• TASK STATEMENT:
The required output is a single number: how many lines of the material contain the string "more".

• DATA FOR THE TASK:
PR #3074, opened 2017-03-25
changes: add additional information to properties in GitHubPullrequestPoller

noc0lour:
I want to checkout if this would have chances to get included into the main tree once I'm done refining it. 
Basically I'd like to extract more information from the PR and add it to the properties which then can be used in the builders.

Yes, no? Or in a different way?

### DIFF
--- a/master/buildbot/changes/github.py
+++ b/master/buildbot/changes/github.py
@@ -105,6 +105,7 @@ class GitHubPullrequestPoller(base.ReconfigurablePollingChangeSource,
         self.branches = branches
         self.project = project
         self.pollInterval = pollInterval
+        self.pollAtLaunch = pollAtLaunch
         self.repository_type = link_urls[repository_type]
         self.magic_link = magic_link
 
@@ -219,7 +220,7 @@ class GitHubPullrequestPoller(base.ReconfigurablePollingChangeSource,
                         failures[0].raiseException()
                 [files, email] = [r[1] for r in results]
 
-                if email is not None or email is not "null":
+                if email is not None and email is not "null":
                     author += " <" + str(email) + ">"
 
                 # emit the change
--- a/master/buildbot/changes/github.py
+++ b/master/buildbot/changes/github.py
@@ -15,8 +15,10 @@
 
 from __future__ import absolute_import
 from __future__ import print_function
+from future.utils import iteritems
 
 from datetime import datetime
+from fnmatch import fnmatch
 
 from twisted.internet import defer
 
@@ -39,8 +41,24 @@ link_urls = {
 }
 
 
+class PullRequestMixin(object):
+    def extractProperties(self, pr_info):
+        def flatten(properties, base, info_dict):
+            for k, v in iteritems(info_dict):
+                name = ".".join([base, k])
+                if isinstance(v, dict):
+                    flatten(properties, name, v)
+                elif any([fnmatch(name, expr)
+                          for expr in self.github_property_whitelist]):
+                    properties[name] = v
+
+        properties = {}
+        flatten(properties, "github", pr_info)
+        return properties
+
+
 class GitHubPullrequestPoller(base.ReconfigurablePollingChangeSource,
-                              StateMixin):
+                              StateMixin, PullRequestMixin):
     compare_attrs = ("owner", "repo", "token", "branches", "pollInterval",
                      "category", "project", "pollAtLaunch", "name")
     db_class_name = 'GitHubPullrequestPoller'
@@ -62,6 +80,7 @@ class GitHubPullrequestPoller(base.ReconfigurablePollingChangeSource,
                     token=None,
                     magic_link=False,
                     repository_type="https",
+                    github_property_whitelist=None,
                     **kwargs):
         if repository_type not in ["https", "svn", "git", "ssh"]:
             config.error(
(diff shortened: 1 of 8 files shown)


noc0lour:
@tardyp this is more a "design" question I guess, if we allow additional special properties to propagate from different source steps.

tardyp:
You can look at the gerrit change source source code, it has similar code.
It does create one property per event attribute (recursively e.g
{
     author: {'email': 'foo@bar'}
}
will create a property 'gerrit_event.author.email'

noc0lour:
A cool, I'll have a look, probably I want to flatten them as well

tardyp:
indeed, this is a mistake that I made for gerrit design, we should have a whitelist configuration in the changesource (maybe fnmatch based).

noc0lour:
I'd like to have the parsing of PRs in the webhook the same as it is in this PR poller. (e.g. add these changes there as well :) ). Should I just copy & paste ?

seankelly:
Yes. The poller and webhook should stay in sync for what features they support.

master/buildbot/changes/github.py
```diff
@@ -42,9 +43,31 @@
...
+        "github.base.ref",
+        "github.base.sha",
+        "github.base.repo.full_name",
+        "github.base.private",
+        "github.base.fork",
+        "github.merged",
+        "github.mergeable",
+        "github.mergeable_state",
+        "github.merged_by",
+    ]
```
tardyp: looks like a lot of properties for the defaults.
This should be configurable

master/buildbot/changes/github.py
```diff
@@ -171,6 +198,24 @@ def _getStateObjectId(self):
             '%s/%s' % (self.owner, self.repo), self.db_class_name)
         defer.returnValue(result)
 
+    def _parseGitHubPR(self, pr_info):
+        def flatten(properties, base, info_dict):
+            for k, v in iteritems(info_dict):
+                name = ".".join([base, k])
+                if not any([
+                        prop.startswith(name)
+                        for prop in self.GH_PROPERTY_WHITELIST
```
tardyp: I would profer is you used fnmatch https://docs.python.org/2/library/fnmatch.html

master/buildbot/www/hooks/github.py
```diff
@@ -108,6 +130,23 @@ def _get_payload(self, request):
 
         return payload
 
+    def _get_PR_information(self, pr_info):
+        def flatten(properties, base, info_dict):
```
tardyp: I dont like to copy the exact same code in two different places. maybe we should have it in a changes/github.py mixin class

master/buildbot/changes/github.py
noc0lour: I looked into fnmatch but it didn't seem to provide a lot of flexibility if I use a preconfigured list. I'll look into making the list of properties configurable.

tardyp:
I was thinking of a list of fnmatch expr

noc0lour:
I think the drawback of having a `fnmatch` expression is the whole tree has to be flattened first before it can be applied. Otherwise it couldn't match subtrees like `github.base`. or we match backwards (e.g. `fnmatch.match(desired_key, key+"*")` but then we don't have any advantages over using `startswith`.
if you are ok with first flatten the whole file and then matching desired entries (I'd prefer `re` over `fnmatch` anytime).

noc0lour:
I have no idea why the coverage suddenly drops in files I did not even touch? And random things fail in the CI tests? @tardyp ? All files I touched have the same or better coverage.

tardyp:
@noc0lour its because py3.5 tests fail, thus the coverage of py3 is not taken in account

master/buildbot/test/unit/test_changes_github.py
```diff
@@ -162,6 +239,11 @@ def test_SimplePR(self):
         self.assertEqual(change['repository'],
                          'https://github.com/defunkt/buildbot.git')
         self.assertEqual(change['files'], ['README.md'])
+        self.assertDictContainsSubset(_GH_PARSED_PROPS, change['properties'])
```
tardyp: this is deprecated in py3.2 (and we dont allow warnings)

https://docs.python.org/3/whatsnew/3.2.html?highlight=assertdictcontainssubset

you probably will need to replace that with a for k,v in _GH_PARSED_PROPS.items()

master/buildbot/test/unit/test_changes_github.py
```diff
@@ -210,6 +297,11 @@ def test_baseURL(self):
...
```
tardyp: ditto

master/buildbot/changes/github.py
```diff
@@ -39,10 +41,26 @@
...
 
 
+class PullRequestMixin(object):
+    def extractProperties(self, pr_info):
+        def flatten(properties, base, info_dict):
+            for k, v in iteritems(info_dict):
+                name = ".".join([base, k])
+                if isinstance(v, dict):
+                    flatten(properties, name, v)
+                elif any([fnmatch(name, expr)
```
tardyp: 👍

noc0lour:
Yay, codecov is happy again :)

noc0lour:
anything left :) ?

• PROBLEM SOLUTION:
2